Let $a,b,c>0 ,2b+2c-a\ge 0,2c+2a-b\ge 0,2a+2b-c\ge 0$ show that $$\sqrt{\dfrac{2b+2c}{a}-1}+\sqrt{\dfrac{2c+2a}{b}-1}+\sqrt{\dfrac{2a+2b}{c}-1}\ge 3\sqrt{3}$$

I try use AM-GM and Cauchy-Schwarz inequality and from here I don't see what to do

Answer 1

By AM-GM $$\sum_{cyc}\sqrt{\frac{2b+2c}{a}-1}=\sum_{cyc}\frac{2\sqrt3(2b+2c-a)}{2\sqrt{3a(2b+2c-a)}}\geq$$ $$\geq\sum_{cyc}\frac{2\sqrt3(2b+2c-a)}{3a+2b+2c-a}=\sum_{cyc}\frac{2\sqrt3(2b+2c-a)}{2(a+b+c)}=3\sqrt3$$

Answer 2

Since our inequality is homogeneous, we can assume that $a+b+c=3$.

Hence, $2b+2c-a=2(3-a)-a=3(2-a)\geq0$, which gives $\{a,b,c\}\subset(0,2]$.

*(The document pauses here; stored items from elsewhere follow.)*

Issue #9701, opened 2023-10-06
Any errors stop generation with multiple outputs


lachtanek:
### Which packages are impacted by your issue?

@graphql-codegen/cli

### Describe the bug

Note: I am filing this as a bug, because it seems to me like this was working differently in an old release, but I do not know the history of this tool and I am quite a new user, so I am sorry if this should be "Feature request" instead.

When there are multiple `generates` outputs, if any one of them fails, no output is generated from either of them, even though the CLI output suggests something was generated (see image below).

This happens because if an error happens in any of the sub-tasks, an exception is thrown [here](https://github.com/dotansimha/graphql-code-generator/blob/master/packages/graphql-codegen-cli/src/codegen.ts#L436), while file generation happens later based on `results` variable (see [here](https://github.com/dotansimha/graphql-code-generator/blob/master/packages/graphql-codegen-cli/src/generate-and-save.ts#L136-L138)).

It looks like this behavior was introduced in this release (quite a while ago): [https://github.com/dotansimha/graphql-code-generator/commit/f13d3554ed838047b62285281d0f87fd3ab20035](https://github.com/dotansimha/graphql-code-generator/commit/f13d3554ed838047b62285281d0f87fd3ab20035)

---

The last 3 lines would suggest that `schemas/api.graphql`, `components/types.generated.ts` and `components/` succeeded in generating, but no files are changed:

<img width="606" alt="image" src="[https://github.com/dotansimha/graphql-code-generator/assets/16037322/d9603169-ae5d-4722-82c6-a17accde572e](https://github.com/dotansimha/graphql-code-generator/assets/16037322/d9603169-ae5d-4722-82c6-a17accde572e)">

### Your Example Website or App

[https://codesandbox.io/p/sandbox/magical-tree-nm4fs9?file=%2Fcodegen.ts%3A15%2C5](https://codesandbox.io/p/sandbox/magical-tree-nm4fs9?file=%2Fcodegen.ts%3A15%2C5)

### Steps to Reproduce the Bug or Issue

See linked Codesandbox example

### Expected behavior

I'd either expect for the indicated generations to actually happen, or at least for the CLI output to be changed to reflect nothing was actually changed on disk.

Optionally, there could be a config flag choosing which behavior to use.

### Screenshots or Videos

*No response*

### Platform

* `@graphql-codegen/cli` version: 5.0.0
* OS: MacOS/Linux, but irrelevant
* NodeJS: irrelevant
[...]

PR #10376, opened 2025-06-27
CODEGEN-834 - [cli] Handle partial generation success

eddeee888:
## Description

Introduce `allowPartialOutputs` to allow users to write partial success to files.

This is a breaking change because we change how `executeCodegen` function works (exposed and can be imported): previously if any `generates` fails, it'd throw. Now, it will return the error and output files as result and let the caller decide what to do with them.

The main caller of `executeCodegen` is the CLI and it (1.) throws if there is complete failure or (2) use `allowPartialOutputs` to write on partial success or not

Related https://github.com/dotansimha/graphql-code-generator/issues/9701

## Type of change

- [x] Breaking change

## How Has This Been Tested?

- [x] Unit test

### DIFF
--- a/website/src/pages/docs/config-reference/codegen-config.mdx
+++ b/website/src/pages/docs/config-reference/codegen-config.mdx
@@ -102,7 +102,7 @@ Here are the supported options that you can define in the config file (see [sour
 
   - **`skipDocumentsValidation.skipDuplicateValidation`** - A flag to disable the validation for duplicate documents
 
-- **`allowPartialOutputs`** - Allows partial outputs to be written to files if one or more `generates` blocks have errors. If all `generates` blocks fail, treat as a complete failure and return non-zero to the terminal. Default is `false`.
+- **`allowPartialOutputs`** - Allows partial outputs to be written to files if one or more `generates` blocks have errors. Default is `false`.
 
 ## Environment Variables
 


packages/graphql-codegen-cli/src/utils/watcher.ts
```diff
@@ -78,7 +78,10 @@ export const createWatcher = (
     const debouncedExec = debounce(() => {
       if (!isShutdown) {
         executeCodegen(initialContext)
-          .then(onNext, () => Promise.resolve())
+          .then(
+            ({ result }) => onNext(result),
```
eddeee888, line 82: Previously, partial success in watch mode doesn't write to files.

With this new no-throw-on-error implementation in watch mode, partial success always write to files.

Users primarily use watch mode only during development, so I think this is fine. They are already seeing something like "✔ Generate to ./src/graphql/types.generated.ts", which can be interpreted as something has been generated (check image below)

Screenshot 2025-07-04 at 12 13 36 am

website/public/config.schema.json
eddeee888, line 1: I had an issue and thought running the command to update this would help 🤔 
I think this file is only updated at build time before publishing the website. Maybe we don't have to track it? 

Anyways, this should keep it up-to-date until we decide to ignore it (or not)

website/src/pages/docs/config-reference/codegen-config.mdx
```diff
@@ -40,7 +40,7 @@ export default config
 
 ## Configuration options
 
-Here are the supported options that you can define in the config file (see [source code](https://github.com/dotansimha/graphql-code-generator/blob/master/packages/utils/plugins-helpers/src/types.ts#L92)):
+Here are the supported options that you can define in the config file (see [source code](https://github.com/dotansimha/graphql-code-generator/blob/master/packages/utils/plugins-helpers/src/types.ts#L388)):
```
eddeee888, line 43: I noticed the line number changed on master, so this updates it to point to the right `Config` type

eddeee888:

PR #10377, opened 2025-06-29
[resolvers] Refactor to remove NameNode override and simplify federation functions

eddeee888:
## Description

To prepare for next major version, we want to fix a few long-standing type cast issues for `typescript-resolvers` plugin and federation support:
- Previously ,`NameNode` was implemented to change how a node name can be accessed. Instead of `node.name.value`, it just becomes `node.name`.  However, the type of this node (from `graphql` package) does not know that this is changed at runtime, so we always need to type case `as any as string` or `as unknown as string` to satisfy TypeScript. This results in confusion for contributors, and normally requires runtime debug to understand/correctly use the right value.
   - This PR removes `NameNode` function to avoid typecasts later
- Some functions in `federation.ts` take both AST nodes and types. This adds more complexity as there are more code paths to think about.
   - This PR simplifies and make it more consistent by requiring functions in federation support to use AST nodes.

## Type of change

- [x] Refactor

## How Has This Been Tested?

- [x] Unit test

### DIFF
--- a/packages/utils/plugins-helpers/src/federation.ts
+++ b/packages/utils/plugins-helpers/src/federation.ts
@@ -9,7 +9,6 @@ import {
   GraphQLObjectType,
   GraphQLSchema,
   InterfaceTypeDefinitionNode,
-  isInterfaceType,
   isObjectType,
   ObjectTypeDefinitionNode,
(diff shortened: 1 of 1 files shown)


eddeee888:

Thus, we need to prove that $$\sum_{cyc}\sqrt{\frac{2(b+c)}{a}-1}\geq3\sqrt3$$ or $$\sum_{cyc}\sqrt{\frac{2(3-a)}{a}-1}\geq3\sqrt3$$ or $$\sum_{cyc}\sqrt{\frac{2}{a}-1}\geq3$$ or $$\sum_{cyc}\left(\sqrt{\frac{2}{a}-1}-1\right)\geq0$$ or $$\sum_{cyc}\frac{1-a}{\sqrt{a}(\sqrt{2-a}+\sqrt{a})}\geq0$$ or $$\sum_{cyc}\left(\frac{1-a}{\sqrt{a}(\sqrt{2-a}+\sqrt{a})}+\frac{a-1}{2}\right)\geq0$$ or $$\sum_{cyc}\frac{(a-1)(\sqrt{a(2-a)}+a-2)}{\sqrt{a}(\sqrt{2-a}+\sqrt{a})}\geq0$$ or

$$\sum_{cyc}\frac{(a-1)\sqrt{2-a}(\sqrt{a}-1)}{\sqrt{a}(\sqrt{2-a}+\sqrt{a})}\geq0$$ or $$\sum_{cyc}\frac{(a-1)^2\sqrt{2-a}}{\sqrt{a}(\sqrt{2-a}+\sqrt{a})(\sqrt{a}+1)}\geq0.$$ Done!